DATASET EXCERPTS: Begin

PR #19, opened 2019-09-13
Dynamic Auth Library Loading

michaelkleinhenz:
This adds code to load the JS Auth Client dynamically from a configurable URL. This needs to be updated when https://github.com/codeready-toolchain/registration-service/pull/17 is merged.

Open question: this assumes that the key `library_url` is part of the auth config retrieved from the backend (see https://github.com/codeready-toolchain/registration-service/pull/17). This then possibly needs the JS to delete that key from the config before giving it to the JS client as his configuration. Another possible solution for dynamically loading the Auth Client Library would be to add `<script src='/somelocal.js'>` to the HTML and then redirect that query from the backend to the final URL.

Any thoughts on which variant would be better?


michaelkleinhenz:
My opinion: I think both ways are valid, I would prefer the current one as it is already there.

michaelkleinhenz:
As per meeting last week, we will leave it as it is right now, no redirect.

pkg/assets/index.html
```diff
@@ -1,3 +1,46 @@
...
+    script.onreadystatechange = loadFunction;
+    document.getElementsByTagName("head")[0].appendChild(script);
+  };
+
+  // load   
+  loadAuthLibrary(authLibraryURL, function() {
+    // success
+    alert("Library load success!")
+    // do something with the library
+    fooBar()
```
tinakurian: fooBar() can probably be removed :-)

pkg/configuration/configuration.go
```diff
@@ -66,6 +66,10 @@ const (
 	// DefaultTestingMode specifies whether the services should run in testing mode.
 	DefaultTestingMode = false
 
+	varAuthClientLibraryURL = "auth_client.library_url"
+	// DefaultAuthClientLibraryURL is the default auth library location.
+	DefaultAuthClientLibraryURL = "https://keycloak.service/auth/js/keycloak.js"
```
xcoulon: I don't understand why you use such a default value. It's not valid, is it?

xcoulon: (same question for the `DefaultAuthClientPublicKeysURL` below)

pkg/assets/index.html
michaelkleinhenz: That JS needs to be reworked entirely. This is the next task after this one here is merged.

pkg/configuration/configuration.go
michaelkleinhenz: Yeah, there is no valid url for that and the default will not work. This is sort of a mandatory config. The key url was updated in the other PR to be default "", so that by default no keys are loaded.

DATASET EXCERPTS: End

> [HOW TO COMPLETE THIS TASK]
Write each entry out again. Do not change a word.

> [OUTPUT FOR THIS EXERCISE]
PR #19, opened 2019-09-13
Dynamic Auth Library Loading

michaelkleinhenz:
This adds code to load the JS Auth Client dynamically from a configurable URL. This needs to be updated when https://github.com/codeready-toolchain/registration-service/pull/17 is merged.

Open question: this assumes that the key `library_url` is part of the auth config retrieved from the backend (see https://github.com/codeready-toolchain/registration-service/pull/17). This then possibly needs the JS to delete that key from the config before giving it to the JS client as his configuration. Another possible solution for dynamically loading the Auth Client Library would be to add `<script src='/somelocal.js'>` to the HTML and then redirect that query from the backend to the final URL.

Any thoughts on which variant would be better?


michaelkleinhenz:
My opinion: I think both ways are valid, I would prefer the current one as it is already there.

michaelkleinhenz:
As per meeting last week, we will leave it as it is right now, no redirect.

pkg/assets/index.html
```diff
@@ -1,3 +1,46 @@
...
+    script.onreadystatechange = loadFunction;
+    document.getElementsByTagName("head")[0].appendChild(script);
+  };
+
+  // load   
+  loadAuthLibrary(authLibraryURL, function() {
+    // success
+    alert("Library load success!")
+    // do something with the library
+    fooBar()
```
tinakurian: fooBar() can probably be removed :-)

pkg/configuration/configuration.go
```diff
@@ -66,6 +66,10 @@ const (
 	// DefaultTestingMode specifies whether the services should run in testing mode.
 	DefaultTestingMode = false
 
+	varAuthClientLibraryURL = "auth_client.library_url"
+	// DefaultAuthClientLibraryURL is the default auth library location.
+	DefaultAuthClientLibraryURL = "https://keycloak.service/auth/js/keycloak.js"
```
xcoulon: I don't understand why you use such a default value. It's not valid, is it?

xcoulon: (same question for the `DefaultAuthClientPublicKeysURL` below)

pkg/assets/index.html
michaelkleinhenz: That JS needs to be reworked entirely. This is the next task after this one here is merged.

pkg/configuration/configuration.go
michaelkleinhenz: Yeah, there is no valid url for that and the default will not work. This is sort of a mandatory config. The key url was updated in the other PR to be default "", so that by default no keys are loaded.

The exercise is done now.